* Saved entries *
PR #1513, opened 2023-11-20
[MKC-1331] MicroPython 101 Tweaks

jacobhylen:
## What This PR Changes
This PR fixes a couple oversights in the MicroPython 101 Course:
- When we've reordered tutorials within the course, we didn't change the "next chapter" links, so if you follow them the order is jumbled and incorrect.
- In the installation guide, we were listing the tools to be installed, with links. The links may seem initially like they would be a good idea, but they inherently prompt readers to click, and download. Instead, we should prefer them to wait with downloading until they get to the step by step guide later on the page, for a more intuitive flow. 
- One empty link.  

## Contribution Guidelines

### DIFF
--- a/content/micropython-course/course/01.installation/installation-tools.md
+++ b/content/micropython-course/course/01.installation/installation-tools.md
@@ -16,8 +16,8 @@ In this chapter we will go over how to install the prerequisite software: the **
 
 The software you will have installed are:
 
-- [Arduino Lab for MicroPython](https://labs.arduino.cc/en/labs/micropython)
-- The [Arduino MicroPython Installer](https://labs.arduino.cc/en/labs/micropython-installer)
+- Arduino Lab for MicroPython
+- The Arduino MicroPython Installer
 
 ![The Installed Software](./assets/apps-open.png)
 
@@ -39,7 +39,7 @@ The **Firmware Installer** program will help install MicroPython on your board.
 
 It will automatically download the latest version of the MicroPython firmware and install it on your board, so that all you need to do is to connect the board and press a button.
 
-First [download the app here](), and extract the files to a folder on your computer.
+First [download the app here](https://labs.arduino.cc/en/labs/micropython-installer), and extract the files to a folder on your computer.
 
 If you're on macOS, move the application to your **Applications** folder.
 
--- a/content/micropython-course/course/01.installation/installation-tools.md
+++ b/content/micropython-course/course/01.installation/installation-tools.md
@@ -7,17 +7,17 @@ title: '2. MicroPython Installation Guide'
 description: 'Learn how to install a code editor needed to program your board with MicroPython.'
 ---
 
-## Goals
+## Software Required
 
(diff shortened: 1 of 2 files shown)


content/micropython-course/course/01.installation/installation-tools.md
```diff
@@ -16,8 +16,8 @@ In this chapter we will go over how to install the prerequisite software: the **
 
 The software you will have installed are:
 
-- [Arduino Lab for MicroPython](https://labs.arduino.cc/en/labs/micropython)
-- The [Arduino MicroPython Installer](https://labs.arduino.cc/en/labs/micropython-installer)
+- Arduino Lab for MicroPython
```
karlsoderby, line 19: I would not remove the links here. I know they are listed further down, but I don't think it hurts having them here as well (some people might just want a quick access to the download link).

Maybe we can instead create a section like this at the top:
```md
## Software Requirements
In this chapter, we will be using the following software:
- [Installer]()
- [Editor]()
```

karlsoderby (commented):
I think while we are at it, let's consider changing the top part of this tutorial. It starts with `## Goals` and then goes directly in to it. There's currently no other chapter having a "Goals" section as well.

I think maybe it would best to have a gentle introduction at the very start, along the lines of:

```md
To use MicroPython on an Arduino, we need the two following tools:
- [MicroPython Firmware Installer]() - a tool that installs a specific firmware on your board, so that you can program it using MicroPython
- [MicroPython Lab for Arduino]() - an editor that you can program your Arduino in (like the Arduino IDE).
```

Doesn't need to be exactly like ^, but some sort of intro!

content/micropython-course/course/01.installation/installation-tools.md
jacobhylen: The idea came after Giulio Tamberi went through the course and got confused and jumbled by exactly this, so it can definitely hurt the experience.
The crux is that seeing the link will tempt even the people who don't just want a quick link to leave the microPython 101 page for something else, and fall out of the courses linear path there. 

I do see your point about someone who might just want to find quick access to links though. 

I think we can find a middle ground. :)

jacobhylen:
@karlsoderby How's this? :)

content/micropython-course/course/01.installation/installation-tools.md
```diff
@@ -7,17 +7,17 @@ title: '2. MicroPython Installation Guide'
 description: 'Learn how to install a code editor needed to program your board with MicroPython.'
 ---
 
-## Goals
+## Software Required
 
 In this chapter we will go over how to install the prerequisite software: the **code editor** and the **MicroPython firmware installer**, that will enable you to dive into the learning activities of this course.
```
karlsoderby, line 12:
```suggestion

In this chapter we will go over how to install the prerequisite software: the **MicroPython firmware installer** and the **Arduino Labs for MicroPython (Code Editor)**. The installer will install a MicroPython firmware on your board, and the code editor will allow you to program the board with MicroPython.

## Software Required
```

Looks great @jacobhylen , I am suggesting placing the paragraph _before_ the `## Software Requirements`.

* Work required *
None of the records may be omitted or altered when they are given again.

* The answer *
PR #1513, opened 2023-11-20
[MKC-1331] MicroPython 101 Tweaks

jacobhylen:
## What This PR Changes
This PR fixes a couple oversights in the MicroPython 101 Course:
- When we've reordered tutorials within the course, we didn't change the "next chapter" links, so if you follow them the order is jumbled and incorrect.
- In the installation guide, we were listing the tools to be installed, with links. The links may seem initially like they would be a good idea, but they inherently prompt readers to click, and download. Instead, we should prefer them to wait with downloading until they get to the step by step guide later on the page, for a more intuitive flow. 
- One empty link.  

## Contribution Guidelines

### DIFF
--- a/content/micropython-course/course/01.installation/installation-tools.md
+++ b/content/micropython-course/course/01.installation/installation-tools.md
@@ -16,8 +16,8 @@ In this chapter we will go over how to install the prerequisite software: the **
 
 The software you will have installed are:
 
-- [Arduino Lab for MicroPython](https://labs.arduino.cc/en/labs/micropython)
-- The [Arduino MicroPython Installer](https://labs.arduino.cc/en/labs/micropython-installer)
+- Arduino Lab for MicroPython
+- The Arduino MicroPython Installer
 
 ![The Installed Software](./assets/apps-open.png)
 
@@ -39,7 +39,7 @@ The **Firmware Installer** program will help install MicroPython on your board.
 
 It will automatically download the latest version of the MicroPython firmware and install it on your board, so that all you need to do is to connect the board and press a button.
 
-First [download the app here](), and extract the files to a folder on your computer.
+First [download the app here](https://labs.arduino.cc/en/labs/micropython-installer), and extract the files to a folder on your computer.
 
 If you're on macOS, move the application to your **Applications** folder.
 
--- a/content/micropython-course/course/01.installation/installation-tools.md
+++ b/content/micropython-course/course/01.installation/installation-tools.md
@@ -7,17 +7,17 @@ title: '2. MicroPython Installation Guide'
 description: 'Learn how to install a code editor needed to program your board with MicroPython.'
 ---
 
-## Goals
+## Software Required
 
(diff shortened: 1 of 2 files shown)


content/micropython-course/course/01.installation/installation-tools.md
```diff
@@ -16,8 +16,8 @@ In this chapter we will go over how to install the prerequisite software: the **
 
 The software you will have installed are:
 
-- [Arduino Lab for MicroPython](https://labs.arduino.cc/en/labs/micropython)
-- The [Arduino MicroPython Installer](https://labs.arduino.cc/en/labs/micropython-installer)
+- Arduino Lab for MicroPython
```
karlsoderby, line 19: I would not remove the links here. I know they are listed further down, but I don't think it hurts having them here as well (some people might just want a quick access to the download link).

Maybe we can instead create a section like this at the top:
```md
## Software Requirements
In this chapter, we will be using the following software:
- [Installer]()
- [Editor]()
```

karlsoderby (commented):
I think while we are at it, let's consider changing the top part of this tutorial. It starts with `## Goals` and then goes directly in to it. There's currently no other chapter having a "Goals" section as well.

I think maybe it would best to have a gentle introduction at the very start, along the lines of:

```md
To use MicroPython on an Arduino, we need the two following tools:
- [MicroPython Firmware Installer]() - a tool that installs a specific firmware on your board, so that you can program it using MicroPython
- [MicroPython Lab for Arduino]() - an editor that you can program your Arduino in (like the Arduino IDE).
```

Doesn't need to be exactly like ^, but some sort of intro!

content/micropython-course/course/01.installation/installation-tools.md
jacobhylen: The idea came after Giulio Tamberi went through the course and got confused and jumbled by exactly this, so it can definitely hurt the experience.
The crux is that seeing the link will tempt even the people who don't just want a quick link to leave the microPython 101 page for something else, and fall out of the courses linear path there. 

I do see your point about someone who might just want to find quick access to links though. 

I think we can find a middle ground. :)

jacobhylen:
@karlsoderby How's this? :)

content/micropython-course/course/01.installation/installation-tools.md
```diff
@@ -7,17 +7,17 @@ title: '2. MicroPython Installation Guide'
 description: 'Learn how to install a code editor needed to program your board with MicroPython.'
 ---
 
-## Goals
+## Software Required
 
 In this chapter we will go over how to install the prerequisite software: the **code editor** and the **MicroPython firmware installer**, that will enable you to dive into the learning activities of this course.
```
karlsoderby, line 12:
```suggestion

In this chapter we will go over how to install the prerequisite software: the **MicroPython firmware installer** and the **Arduino Labs for MicroPython (Code Editor)**. The installer will install a MicroPython firmware on your board, and the code editor will allow you to program the board with MicroPython.

## Software Required
```

Looks great @jacobhylen , I am suggesting placing the paragraph _before_ the `## Software Requirements`.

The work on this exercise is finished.